Die Commerzbank setzt bei ihrer Kernbankeninfrastruktur weiterhin auf IBM Z und IBM Storage. Das geht aus einer Veröffentlichung von IBM hervor. Der IT-Konzern beschreibt darin ein erneuertes Bekenntnis der Bank zur Mainframe-Plattform, das mit einer mehrjährigen Infrastruktur- und Service-Vereinbarung verknüpft ist. Eine eigene Veröffentlichung der Commerzbank dazu liegt bislang nicht vor.
Im Zentrum steht laut IBM ein fünfjähriges „Open Infrastructure Offering“, das der Bank langfristige Preisstabilität für ihre Mainframe-Umgebung sichern soll. Die Kommunikation ordnet die Plattform als technisches Rückgrat ein: Auf IBM Z würden „ein Großteil“ der Geschäftsdaten, „alle Banktransaktionen“ sowie Kontoinformationen für rund 11 Millionen Firmen- und Privatkunden in Deutschland verarbeitet.
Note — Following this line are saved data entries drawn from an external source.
Issue #88, opened 2026-07-06
[SECURITY][MEDIUM] Production values record forwards arbitrary string keys to Strom block properties — property injection


LucasMaupin:
## Summary
`ProductionPatch` accepts `values` as `z.record(z.union([z.string(), z.number(), z.boolean()]))` — any key/value combination is allowed. Several values are forwarded directly to Strom block properties: `pgm_resolution`, `pgm_framerate`, `clock` (forwarded verbatim as `clock_type`), `num_pips`, and more. None of these string values are validated against an allowlist of known-safe patterns. An attacker can inject malformed strings into flow properties sent to Strom, potentially exploiting parsing vulnerabilities in Strom's backend or triggering unexpected GStreamer pipeline behaviour. This is distinct from issue #60 (which covers `pgm_resolution` / `pgm_framerate` forwarding raw); this issue covers the entire unvalidated `values` record including `clock` type and other keys.

## CVSS Score
6.1 (Medium) — CVSS:3.1/AV:N/AC:L/PR:L/UI:N/S:C/C:N/I:L/A:L

## Category
OWASP A03 — Injection

## Affected File(s)
- `src/routes/productions.ts:317`
- `src/lib/flow-generator.ts:118-163`

## Steps to Reproduce
```bash
curl -X PATCH http://api/api/v1/productions/:id \
  -H "Authorization: Bearer KEY" \
  -H "Content-Type: application/json" \
  -d '{"values": {"clock": "ntp;\x00DROP TABLE flows;--"}}'
# Then activate the production — the malformed clock_type is sent to Strom
```

## Remediation
Validate string values against format-specific allowlists before use:
```typescript
const RESOLUTION_RE = /^\d{3,5}x\d{3,5}$/;
const FRAMERATE_RE = /^\d{1,3}\/\d{1,3}$|^\d{1,3}$/;
const CLOCK_TYPES = new Set(['ntp', 'gst', 'system']);

// In flow-generator.ts before forwarding to Strom:
if (values.clock && !CLOCK_TYPES.has(String(values.clock))) {
  throw new Error(`Invalid clock type: ${values.clock}`);
}
```

## References
- [OWASP A03:2021 — Injection](https://owasp.org/Top10/A03_2021-Injection/)
- [CWE-20: Improper Input Validation](https://cwe.mitre.org/data/definitions/20.html)

LucasMaupin:
[...]

Issue #86, opened 2026-07-06
[SECURITY][MEDIUM] GRAPHIC_ON/GRAPHIC_OFF accept arbitrary overlayId — no verification against stored graphic IDs


LucasMaupin:
## Summary
The `GRAPHIC_ON` and `GRAPHIC_OFF` WebSocket message handlers search `doc.graphics` for a matching overlay ID and persist the updated document without verifying that the supplied `overlayId` references a real overlay in the production's graphic inventory. Sending a nonexistent ID still triggers a CouchDB write (a no-op tally mutation), generating spurious audit log entries and unnecessary database writes. Additionally, concurrent writes can produce CouchDB 409 conflicts that propagate as unhandled exceptions.

## CVSS Score
5.3 (Medium) — CVSS:3.1/AV:N/AC:L/PR:L/UI:N/S:U/C:N/I:L/A:L

## Category
OWASP A03 — Injection / A01 — Broken Access Control

## Affected File(s)
- `src/ws/controller.ts:763-775`

## Steps to Reproduce
1. Connect to the production WebSocket with a valid API key
2. Send `{ "type": "GRAPHIC_ON", "overlayId": "nonexistent-id-xyz" }`
3. Observe the server writes an updated CouchDB document even though no graphic matched

## Remediation
Verify the overlay ID exists before writing:
```typescript
case 'GRAPHIC_ON': {
  const graphic = doc.graphics.find((g) => g.id === msg.overlayId);
  if (!graphic) {
    ws.send(JSON.stringify({ type: 'ERROR', error: 'Overlay not found' }));
    break;
  }
  // proceed with update
}
```

## References
- [OWASP A01:2021 — Broken Access Control](https://owasp.org/Top10/A01_2021-Broken_Access_Control/)
- [CWE-20: Improper Input Validation](https://cwe.mitre.org/data/definitions/20.html)

LucasMaupin:
GRAPHIC_ON/OFF write to CouchDB even for non-existent overlay IDs, generating spurious writes and risking 409 conflicts. Labelled `bug` and `good-first-issue` — adding an existence check before the update in `controller.ts` is a well-scoped change. A contributor can pick this up.

LucasMaupin:
PR opened: https://github.com/Eyevinn/open-live/pull/98

PR #105, opened 2026-07-15
fix(security): validate production values + graphic overlay IDs

YRWoods:
## Frontier security

- **#88** — allowlist/format-check `production.values` (clock, resolution, framerate, …) before Strom
- **#86** — GRAPHIC_ON/OFF require real overlay id; no no-op CouchDB writes

Also includes prior WS API_KEY gate on this branch lineage if needed separately.


YRWoods:
Withdrawing.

Als konkreten Modernisierungsschritt nennt IBM außerdem, dass das Mainframe-Team der Commerzbank in Zusammenarbeit mit IBM Service Experts zentrale Workloads auf die IBM z16 migriert habe – mit dem Ziel, einen 24/7-Kundenservice zu unterstützen. Während der Vertragslaufzeit soll IBM über IBM Technology Lifecycle Services Support, „operative Exzellenz“, proaktive Einblicke und Best Practices bereitstellen – unter anderem mithilfe KI-gestützter Tools, um den Nutzen der IBM-Z-Umgebung zu maximieren.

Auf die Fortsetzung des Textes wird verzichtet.